The role of balancing selection in maintaining heterozygosity at MHC loci was also proposed by Sato et al. [4]. Based on simulations, they explained the high level of observed heterozygosity (4–44%) by a combination of balancing selection and selfing rates less than 1. Such a scenario would also fit well the population studied in Ellison et al. [2] that displayed an average selfing rate of 0.69 [9], and 30 per cent of individuals with more than one MHC supertype (thus, probably higher loci heterozygosity). Neutral forces, as well as selection, are commonly invoked to explain the patterns of distribution of MHC diversity in natural populations [10]. This seems to be particularly the case in populations that have suffered bottlenecks [11], of which selfing populations can be seen as a particular case, where the intensity of selection is related to the selfing rate [4].

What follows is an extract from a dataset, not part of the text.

PR #1437, opened 2021-09-11
Set C++ standard (to C++14) using CMake

chewi:
Not adding the `-std` flag broke builds with GCC 11 until the code was fixed up recently. This should prevent this sort of thing from happening in future. It also ensures that the compiler is actually new enough.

The possibility proposed by van Oosterhout [3] to explain parasite-mediated balancing selection opens an interesting research avenue that clearly deserves further attention, particularly in species such as K. marmoratus that have duplicated MHC genes and are prone to inbreeding. Achieving outcrossing of K. marmoratus has proved difficult under laboratory conditions, but a detailed analysis of MHC composition of successive selfing generations (generated from hermaphrodites with different levels of heterozygosity and different geographical origins) coupled with experimental infections would help to clarify the question proposed by van Oosterhout [3]. In this sense, increasing use of next generation sequencing in MHC studies [12], and the imminent publication of the whole genome of K. marmoratus [13], make this species a particularly good model to study the relationships between inbreeding and immunocompetence.